> Task material:

PR #6510, opened 2024-11-07
Added the ability to fetch timestamp for codesigning through https

HuFlungDu:
Some enterprise environments mandate that all communication happens through SSL. This merely enables the user to set their time server to an HTTPS site, e.g. `"agenttimestampserver": "https://timestamp.sectigo.com/authenticode"`.

### DIFF
--- a/authenticode.js
+++ b/authenticode.js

> Task to complete: Word for word, set down all of the records above.

> Task solution:
PR #6510, opened 2024-11-07
Added the ability to fetch timestamp for codesigning through https

HuFlungDu:
Some enterprise environments mandate that all communication happens through SSL. This merely enables the user to set their time server to an HTTPS site, e.g. `"agenttimestampserver": "https://timestamp.sectigo.com/authenticode"`.

### DIFF
--- a/authenticode.js
+++ b/authenticode.js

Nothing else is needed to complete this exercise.